Key Points to Remember
- Circumference = distance around a circle = π × diameter = 2πr.
- π (pi) ≈ 3.14 ≈ 22/7. It is the ratio of circumference to diameter for every circle.
- Diameter = 2 × radius. Radius = diameter ÷ 2.
- Use π = 22/7 when the diameter or radius is a multiple of 7.
- One full rotation of a wheel covers a distance equal to its circumference.
- Circumference is measured in linear units (cm, m), not square units.
- To find diameter from circumference: d = circumference ÷ π.
Practice Problems
- Find the circumference of a circle with diameter 21 cm. (Use π = 22/7)
- A circle has a radius of 5 cm. Find its circumference. (Use π = 3.14)
- The circumference of a circular pond is 176 m. Find its diameter. (Use π = 22/7)
- A wheel has a radius of 28 cm. How far does it travel in 50 rotations?
- Priya wraps a ribbon around a circular cake of diameter 28 cm. What length of ribbon does she need?
- A circular playground has circumference 440 m. Arjun runs 5 laps. What total distance does he cover?
- A wire 88 cm long is bent into a circle. Find its diameter.
- Which has a greater circumference: a circle with diameter 20 cm or a circle with radius 12 cm?
Frequently Asked Questions
Q1. What is circumference?
Circumference is the distance around a circle. It is the circle’s perimeter. If you walk along the edge of a circular track, you walk the circumference.
Q2. What is pi (π)?
π is a special number approximately equal to 3.14 or 22/7. It is the ratio of the circumference to the diameter for every circle, regardless of size.
Q3. What is the formula for circumference?
Circumference = π × diameter = 2 × π × radius. Use whichever form matches the information given in the problem.
Q4. When should I use 22/7 and when 3.14?
Use 22/7 when the diameter or radius is a multiple of 7 (like 7, 14, 21, 28, 35). Use 3.14 for other values. Both give approximate results.
Q5. What is the difference between circumference and area of a circle?
Circumference measures the length of the boundary (in cm, m). Area measures the surface enclosed by the circle (in cm², m²). They use different formulas.
Q6. How does a wheel problem relate to circumference?
One full rotation of a wheel covers a distance equal to the circumference of the wheel. So distance = number of rotations × circumference.
Q7. Can I find the radius if circumference is given?

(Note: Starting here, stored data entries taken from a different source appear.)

PR #15378, opened 2026-06-11
introduce a base class for fdf mirror and fdf deploy

rh-aaleem:
## Refactor
* Restructured framework initialization logic by extracting common functionality into a centralized base class, improving code organization and reducing duplication across initialization modules.

## Release Notes

* **Refactor**
  * Centralized shared initialization for framework runs, including run ID generation, configuration loading, per-run logging setup, and cluster connectivity validation.
  * Updated fusion FDF initializer to reuse the shared initialization flow and removed now-redundant local helpers.
* **Bug Fixes**
  * Only set reporting output path when reporting is explicitly provided and enabled.

PR #15652, opened 2026-07-09
[release-4.21] introduce-base-class

rh-aaleem:
This is  cherry-pick of https://github.com/red-hat-storage/ocs-ci/pull/15378

### DIFF
--- a/ocs_ci/utility/framework/base_initializer.py
+++ b/ocs_ci/utility/framework/base_initializer.py
@@ -1,0 +1,201 @@
+"""
+Base Initializer Module
+
+Provides common initialization functionality for all initializer types.
+"""
+
+import logging
+import os
+import time
+
+from ocs_ci import framework
+from ocs_ci.framework import config
+from ocs_ci.framework.exceptions import ClusterNameNotProvidedError
+from ocs_ci.ocs import constants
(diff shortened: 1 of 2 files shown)


dahorak (dismissed):

dahorak (approved):

ocs_ci/utility/framework/base_initializer.py
```diff
@@ -0,0 +1,201 @@
...
+        # Create kubeconfig if doesn't exist
+        create_kubeconfig(config.RUN["kubeconfig"])
+
+        self.setup_bin_dir()
+        self.check_cluster_access(config.RUN["kubeconfig"])
+
+        # Load OCP version config
+        self.load_ocp_version_config()
+
+    def load_ocp_version_config(self) -> None:
```
clacroix12, line 148: I noticed this is implemented in both the base class and in the Initializer class in `fusion_fdf_init`. It is functionally not a problem but since the logic doesn't appear to change we probably want to fix that in a follow-up pr. This appears to be the case in the original PR so not really an issue with the backport.

clacroix12 (approved):

petr-balogh (approved):

PR #15671, opened 2026-07-10
Fix azure aro destroy release 4.20

petr-balogh:


dahorak (approved):

petr-balogh:
Verified as part of 4.19 cherry-pick, so probably not much risk to merge it here as well as it's same cherry-pick with no conflict.
Verification job:
https://url.corp.redhat.com/4133d7a

PR #15672, opened 2026-07-10
Fix ARO deployment to clean up orphaned Azure resources

petr-balogh:
ARO deployments were leaving orphaned resources:
- Azure AD applications named 'aro-{cluster-name}'
- VNETs named 'aro-vnet-{cluster-name}'
- DNS records

These resources were not cleaned up during normal teardown, leading to resource accumulation.

Changes:
- Add delete_azure_ad_app() method to clean up AD applications
- Enhance destroy_cluster() to delete all resources (DNS, cluster, VNET, AD app)
- Use ignore_error=True for all delete operations

All cleanup operations are idempotent - they handle missing resources gracefully and will not fail if resources have already been deleted or were never created.

The destroy_cluster() method now:
1. Deletes DNS records
2. Deletes ARO cluster (which also deletes cluster resource group)
3. Deletes VNET
4. Deletes Azure AD application

Each operation logs whether the resource was found and deleted, or was already gone. This ensures cleanup works even when deployment partially fails or resources were manually deleted.

### DIFF
--- a/ocs_ci/utility/azure_utils.py
+++ b/ocs_ci/utility/azure_utils.py
@@ -631,13 +631,21 @@ class AzureAroUtil(AZURE):
         logger.info(f"Deleting service principal: {sp_name}")
 
         try:
-            # Get the app ID first
+            # Get the service principal by display name
+            # NOTE: --display-name does substring matching, so we need to filter for exact match
             list_cmd = f"az ad sp list --display-name {sp_name}"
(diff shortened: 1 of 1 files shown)


dahorak (approved):

petr-balogh:
Verified as part of 4.19 cherry-pick, so probably not much risk to merge it here as well as it's same cherry-pick with no conflict.
Verification job:
https://url.corp.redhat.com/4133d7a

PR #15678, opened 2026-07-11
Skip submariner MG if current phase is import clusters as submariner wouldn't be present

shylesh:
Due to https://github.com/red-hat-storage/ocs-ci/blob/master/ocs_ci/utility/utils.py#L7696 , submariner_source will always be true and hence it forced submariner mustgather everytime.

## Summary by CodeRabbit

* **Bug Fixes**
  * Improved diagnostic log collection for Submariner: logs are now gathered whenever cluster import to ACM is disabled, even if a Submariner source is configured.
  * Log collection is skipped only when cluster import to ACM is enabled.

### DIFF
--- a/ocs_ci/ocs/utils.py
+++ b/ocs_ci/ocs/utils.py
@@ -1380,9 +1380,7 @@ def _collect_ocs_logs(
                 )
 
             # We want to skip submariner log collection if it's in import clusters phase
-            if not cluster_config.ENV_DATA.get(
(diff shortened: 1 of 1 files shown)


vavuthu (approved):

shylesh:
https://url.corp.redhat.com/subctlskip - now in case of import clusters scenario we will skip submariner MG collection

sidhant-agrawal (approved):

PR #15788, opened 2026-07-23
New system test case for in-cluster and out-cluster volume mount and related operations

dgaikwad:
Added a new NFS export system test validating simultaneous in-cluster (pod) and
out-of-cluster (NFS client VM) access across both RWX and RWO access modes.

Covers:
- Continuous background I/O during NFS server pod node reboot; file is readable and able to write new data after reboot as well.
- PVC snapshot and restore: writes I/O to the restored PVC and cross-validates
  checksums between the in-cluster pod and the out-of-cluster NFS mount.
- PVC clone from restored snapshot: writes I/O, resizes clone from 10Gi to 15Gi,
  verifies data integrity across both mount types.
- Second snapshot/restore cycle on the resized clone: writes I/O, resizes to 20Gi,
  verifies checksums and line counts.
- Non-graceful cluster stop/start (ordered shutdown): force-stops workers then
  control-plane, starts in reverse order, verifies Ceph health, confirms all NFS
  mount points are accessible, and validates post-recovery I/O on all pods.

Base class (NFSClientTestBase) added to ocs_ci/utility/nfs_base.py providing
SSH connection management, automatic NFS client VM reboot on connection failure,
and NFS mount retry logic shared across NFS test classes.

## Summary by CodeRabbit

* **New Features**
  * Added comprehensive end-to-end NFS export validation for in-cluster and external clients, including node reboot, snapshot/restore, clone/resize, and forced recovery checks using checksum and line-count validation.

* **Bug Fixes**
  * Improved NFS enable/disable and cleanup with added readiness waits, conditional StorageClass deletion, and more resilient external NFS connectivity and mount retries.

* **Other Changes**
  * Increased long-running I/O timeout and improved remote file probing for reliability; added safety delay for IBM Cloud load balancer rule propagation.

### DIFF
--- a/ocs_ci/helpers/nfs_helpers.py
+++ b/ocs_ci/helpers/nfs_helpers.py
@@ -1,0 +1,161 @@
+"""
+Base class for NFS tests that require out-of-cluster client connection.
+
+This module provides a base test class with common functionality for NFS tests
+that need to connect to an external NFS client VM for testing NFS exports.
+"""
+
+import logging
+import socket
+import time
+
+from ocs_ci.framework import config
+from ocs_ci.framework.testlib import ManageTest
+from ocs_ci.ocs.exceptions import CommandFailed, ConfigurationError
+from ocs_ci.utility import nfs_utils
+from ocs_ci.utility.connection import Connection
+from ocs_ci.utility.retry import retry
+from ocs_ci.utility.utils import exec_cmd
+
+log = logging.getLogger(__name__)
+
+
+class NFSClientTestBase(ManageTest):
+    """
+    Base class for NFS tests that need out-of-cluster client connection.
+
+    This class provides common functionality for:
+    - Establishing SSH connection to NFS client VM
+    - Handling connection failures with automatic VM reboot
+    - Mounting NFS exports with retry logic
+    - Hostname resolution and /etc/hosts management
+
+    Test classes should inherit from this base class and will have access to:
+    - self.con: Property that returns an active connection to the NFS client VM
+    - self.get_nfs_client_connection(): Method to create a new connection
+    - self._mount_nfs_with_retry(): Method to mount NFS with retry logic
+    """
+
+    # If the connection to the NFS Client VM fails, it's possible that
+    # the NFS Client VM might not be healthy, so rebooting it and re-trying
+    @property
+    @retry((TimeoutError, socket.gaierror), tries=3, delay=60, backoff=1)
+    def con(self):
+        """
+        Create connection to NFS Client VM, if not accessible, try to restart it.
+
+        This property provides a cached connection to the NFS client VM. If the
+        connection fails, it will attempt to reboot the VM using OpenStack CLI
+        (if configured) and retry the connection.
+
+        Returns:
+            Connection: Active SSH connection to the NFS client VM
+
+        Raises:
+            ConfigurationError: If VM is not accessible and reboot config is missing
+            TimeoutError: If connection cannot be established after retries
+            socket.gaierror: If hostname resolution fails
+        """
+        if (
+            not hasattr(self, "__nfs_client_connection")
+            or not self.__nfs_client_connection
+        ):
+            try:
+                self.__nfs_client_connection = self.get_nfs_client_connection(
+                    re_try=False
+                )
+            except (TimeoutError, socket.gaierror):
+                nfs_client_vm_cloud = config.ENV_DATA.get("nfs_client_vm_cloud")
+                nfs_client_vm_name = config.ENV_DATA.get("nfs_client_vm_name")
+                if not nfs_client_vm_cloud or not nfs_client_vm_name:
+                    raise ConfigurationError(
+                        "NFS Client VM is not accessible and ENV_DATA nfs_client_vm_cloud and/or nfs_client_vm_name "
+                        "parameters are not configured to be able to automatically reboot the NFS Client VM."
+                    )
+                cmd = f"openstack --os-cloud {nfs_client_vm_cloud} server reboot --hard --wait {nfs_client_vm_name}"
+                exec_cmd(cmd)
+
+                time.sleep(60)
+                self.__nfs_client_connection = self.get_nfs_client_connection()
+        return self.__nfs_client_connection
+
+    def get_nfs_client_connection(self, re_try=True):
+        """
+        Create connection to NFS Client VM.
+
+        After establishing the SSH connection, if the NFS LB endpoint is a
+        hostname (not a raw IP), the hostname is resolved from within the
+        cluster and /etc/hosts on the client VM is updated. This is required
+        when the NFS client VM is in a different VPC from the OpenShift cluster
+        and cannot resolve IBM Cloud VPC LB hostnames via its DNS servers.
+
+        If hostname resolution from the cluster fails (timeout), the code will
+        proceed without updating /etc/hosts, assuming the NFS client VM can
+        resolve the hostname via its own DNS configuration.
+
+        Args:
+            re_try (bool): Whether to retry connection on failure (default: True)
+
+        Returns:
+            Connection: SSH connection object to the NFS client VM
+
+        Raises:
+            TimeoutError: If connection cannot be established
+            socket.gaierror: If hostname resolution fails
+        """
+        log.info("Connecting to nfs client test VM")
+        tries = 3 if re_try else 1
+
+        @retry((TimeoutError, socket.gaierror), tries=tries, delay=60, backoff=1)
+        def __make_connection():
+            return Connection(
+                self.nfs_client_ip,
+                self.nfs_client_user,
+                private_key=self.nfs_client_private_key,
+            )
+
+        con = __make_connection()
+        hostname_add = getattr(self, "hostname_add", None)
+        if hostname_add:
+            try:
+                nfs_utils.update_etc_hosts_on_nfs_client(con, hostname_add)
+            except TimeoutError:
+                log.warning(
+                    f"Timed out resolving hostname {hostname_add} from cluster; "
+                    "continuing without /etc/hosts update on NFS client VM"
+                )
+        return con
+
+    def _mount_nfs_with_retry(self, mount_dir, export_path, options="", retries=3):
+        """
+        Mount NFS export with retry logic and cleanup.
+
+        Args:
+            mount_dir (str): Local mount point directory
+            export_path (str): NFS export path in format server:/path
+            options (str): Additional mount options
+            retries (int): Number of retry attempts
+
+        Raises:
+            CommandFailed: If mount fails after all retries
+        """
+        mount_cmd = f"mount -t nfs {options} {export_path} {mount_dir}".strip()
+
+        for attempt in range(retries):
+            retcode, stdout, stderr = self.con.exec_cmd(mount_cmd)
+            if retcode == 0:
+                log.info(f"Successfully mounted NFS export on attempt {attempt + 1}")
+                return
+
+            msg = (
+                f"Mount attempt {attempt + 1} failed (rc={retcode}): {stderr or stdout}"
+            )
+            if attempt == retries - 1:
+                raise CommandFailed(msg)
+
+            log.warning(f"{msg}. Retrying in 10 seconds...")
+            self.con.exec_cmd(f"umount -f {mount_dir}")
+            time.sleep(10)
+
+
+# Made with Bob
--- a/ocs_ci/ocs/resources/pod.py
+++ b/ocs_ci/ocs/resources/pod.py
@@ -9,6 +9,7 @@ from datetime import datetime, timedelta
 import logging
 import os
 import re
+import shlex
 import yaml
 import tempfile
 import time
@@ -47,12 +48,11 @@ from ocs_ci.utility.utils import (
     TimeoutSampler,
     exec_cmd,
 )
-from ocs_ci.utility.utils import check_if_executable_in_path
 from ocs_ci.utility.retry import retry
 from ocs_ci.ocs.constants import CSI_RBD_ADDON_NODEPLUGIN_LABEL_420
 
 logger = logging.getLogger(__name__)
-FIO_TIMEOUT = 600
+FIO_TIMEOUT = 900
 
 TEXT_CONTENT = (
     "Lorem ipsum dolor sit amet, consectetur adipiscing elit, "
@@ -1376,14 +1376,19 @@ def check_file_existence(pod_obj, file_path):
     Returns:
         bool: True if the file exist, False otherwise
     """
+    # try:
+    #     check_if_executable_in_path(pod_obj.exec_cmd_on_pod("which find"))
+    # except CommandFailed:
+    #     pod_obj.install_packages("findutils")
     try:
-        check_if_executable_in_path(pod_obj.exec_cmd_on_pod("which find"))
+        ret = pod_obj.exec_cmd_on_pod(
+            f"bash -c 'ls {shlex.quote(file_path)}'", out_yaml_format=False
+        )
+        if file_path in ret:
+            return True
+        return False
     except CommandFailed:
-        pod_obj.install_packages("findutils")
-    ret = pod_obj.exec_cmd_on_pod(f'bash -c "find {file_path}"')
-    if re.search(file_path, ret):
-        return True
-    return False
+        return False
 
 
 def get_file_path(pod_obj, file_name):
--- a/ocs_ci/utility/nfs_utils.py
+++ b/ocs_ci/utility/nfs_utils.py
@@ -7,6 +7,7 @@ import json
 import logging
 import yaml
 import pytest
+import time
 from ocs_ci.ocs import constants, resources, ocp
 from ocs_ci.helpers import helpers
 from ocs_ci.ocs.resources import pod
@@ -140,8 +141,43 @@ def nfs_disable(
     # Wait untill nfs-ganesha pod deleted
PR #15794, opened 2026-07-23
INTEROP-9285: Filter non-ODF leftovers in environment_check

amp-rh:
Add provisioner detection helper and filtering logic to environment_check.py so that PVs/PVCs from non-ODF CSI drivers and StorageClient-owned StorageClasses are excluded from the pre/post comparison, preventing false-positive ResourceLeftoversException errors.

In tests/conftest.py, add StorageClient ownerReference stripping before StorageClass deletion and NotFound tolerance so the finalizer does not fail when the SC is already removed.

Yes. Radius = circumference ÷ (2π). Divide the circumference by 2 × 3.14 (or 2 × 22/7).
Q8. Is circumference taught in NCERT Class 5?
Basic introduction to circumference and the concept of π is introduced at the Class 5 level. Detailed study continues in higher classes.
Q9. What is the relationship between diameter and radius?
Diameter is always twice the radius: d = 2r. Radius is half the diameter: r = d/2.
Q10. Is π exactly 3.14?
No. π is an irrational number with infinite non-repeating decimal places (3.14159265...). We use 3.14 or 22/7 as convenient approximations for calculations.